**What the task requires**
The data must be given again in full, with no line altered.
━━━━━ Data for the task ━━━━━
PR #8822, opened 2020-09-01
SPU: Implement Accurate DMA

elad335:
I was curious to test whether SPU GETLLAR and PUTLLC respect concurrent PUT transfers from other threads and will wait for them patiantly to finish their operation on the cache line.
So I made a hw test using a single SPU thread that will interchangibly write a list of 128-bytes of bits set to 0, and then a list of 128-bytes of bits set all to 1 (0xff, 0xff, 0xff...) using 2 PUT 128-byte transfers.
Another SPU thread will poll the cache line using atomic GETLLAR operation and check if all data either contains a complete list of bits set to 1, or bits set to 0. (list of 0xff, 0xff, 0x00, 0xff etc is invalid for example). By checking if the head byte of the list matches the rest of 127 bytes. This operation is done 100,000,000 iteration on each SPU thread to prove that the race does not exist.
The testcase succedded and proved that SPU reservations indeed wait for a whole PUT transfer to complete.
But I played a bit more with the testcase and found something interesting, I've found that PUT transfers are atomic to other PUT transfers as well!
By making it 5 SPU threads that will concurrently write 128-bytes of data to the cache line without locks using PUT commands the GETLLAR command still read only atomic updates of data.
This made me think that maybe PUT tranfers are always atomic in my testcase regardless of anything, but replacing the GETLLAR command with a GET 128-byte command will make the testcase fail as fast as a blink, reading non-atomic updates.
This is an amount of accuracy that even TSX can't handle so I added an option in debug settings for it.

What this option does when enabled:
* PUT transfers will invalidate any pending SPU and PPU reservations even if the data didn't change, implementing the SPU part of #8265. (PPU side isn't accurate though)
* PUT transfers will execute under a reservation lock on TSX and Non-TSX using special DMA lock bits intended for it.
* GET transfers will wait for pending reservation operations to complete before reading the data.
* PPU DCBZ (write 128-byte of 0) will use a reservation lock under Non-TSX and TSX, only for PPU interpreters. 

Testcase: https://github.com/elad335/myps3tests/tree/master/spu_tests/atomic%20reservations%20tests%20-%20GETLLRA%20vs%20PUT


rpcs3/Emu/Memory/vm_reservation.h
```diff
@@ -6,6 +6,13 @@
 
 namespace vm
 {
+	enum reservation_lock_bit : u64
+	{
+		stcx_lockb = 1 << 0, // Exclusive conditional reservation lock
+		dma_lockb = 1 << 1, // Inexclusive unconditional reservstion lock
```
Megamouse, line 12:
```suggestion
		dma_lockb = 1 << 1, // Inexclusive unconditional reservation lock
```

PR #8823, opened 2020-09-02
Qt/overlays: Localize most rsx overlays

Megamouse:
This adds a new Qt localization class as well as its interface to emucore.
You can now conveniently access its localized strings as std::string or std::u32string by including "Emu/localized_string.h".

For starters I changed almost the entire overlay system to use these new functions.
Apart from the performance overlay, which has too many custom built strings that would be a headache to translate.

The only occurance that is somewhat makeshift is in the trophy notifications, where we build a string partially from a localized string as well as a trophy title.
Maybe we can change this to use two seperate labels instead of one.
Another idea would be to support some kind of passthrough for args to the localized_emu class.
━━━━━
**Exercise solution**
PR #8822, opened 2020-09-01
SPU: Implement Accurate DMA

elad335:
I was curious to test whether SPU GETLLAR and PUTLLC respect concurrent PUT transfers from other threads and will wait for them patiantly to finish their operation on the cache line.
So I made a hw test using a single SPU thread that will interchangibly write a list of 128-bytes of bits set to 0, and then a list of 128-bytes of bits set all to 1 (0xff, 0xff, 0xff...) using 2 PUT 128-byte transfers.
Another SPU thread will poll the cache line using atomic GETLLAR operation and check if all data either contains a complete list of bits set to 1, or bits set to 0. (list of 0xff, 0xff, 0x00, 0xff etc is invalid for example). By checking if the head byte of the list matches the rest of 127 bytes. This operation is done 100,000,000 iteration on each SPU thread to prove that the race does not exist.
The testcase succedded and proved that SPU reservations indeed wait for a whole PUT transfer to complete.
But I played a bit more with the testcase and found something interesting, I've found that PUT transfers are atomic to other PUT transfers as well!
By making it 5 SPU threads that will concurrently write 128-bytes of data to the cache line without locks using PUT commands the GETLLAR command still read only atomic updates of data.
This made me think that maybe PUT tranfers are always atomic in my testcase regardless of anything, but replacing the GETLLAR command with a GET 128-byte command will make the testcase fail as fast as a blink, reading non-atomic updates.
This is an amount of accuracy that even TSX can't handle so I added an option in debug settings for it.

What this option does when enabled:
* PUT transfers will invalidate any pending SPU and PPU reservations even if the data didn't change, implementing the SPU part of #8265. (PPU side isn't accurate though)
* PUT transfers will execute under a reservation lock on TSX and Non-TSX using special DMA lock bits intended for it.
* GET transfers will wait for pending reservation operations to complete before reading the data.
* PPU DCBZ (write 128-byte of 0) will use a reservation lock under Non-TSX and TSX, only for PPU interpreters. 

Testcase: https://github.com/elad335/myps3tests/tree/master/spu_tests/atomic%20reservations%20tests%20-%20GETLLRA%20vs%20PUT


rpcs3/Emu/Memory/vm_reservation.h
```diff
@@ -6,6 +6,13 @@
 
 namespace vm
 {
+	enum reservation_lock_bit : u64
+	{
+		stcx_lockb = 1 << 0, // Exclusive conditional reservation lock
+		dma_lockb = 1 << 1, // Inexclusive unconditional reservstion lock
```
Megamouse, line 12:
```suggestion
		dma_lockb = 1 << 1, // Inexclusive unconditional reservation lock
```

PR #8823, opened 2020-09-02
Qt/overlays: Localize most rsx overlays

Megamouse:
This adds a new Qt localization class as well as its interface to emucore.
You can now conveniently access its localized strings as std::string or std::u32string by including "Emu/localized_string.h".

For starters I changed almost the entire overlay system to use these new functions.
Apart from the performance overlay, which has too many custom built strings that would be a headache to translate.

The only occurance that is somewhat makeshift is in the trophy notifications, where we build a string partially from a localized string as well as a trophy title.
Maybe we can change this to use two seperate labels instead of one.
Another idea would be to support some kind of passthrough for args to the localized_emu class.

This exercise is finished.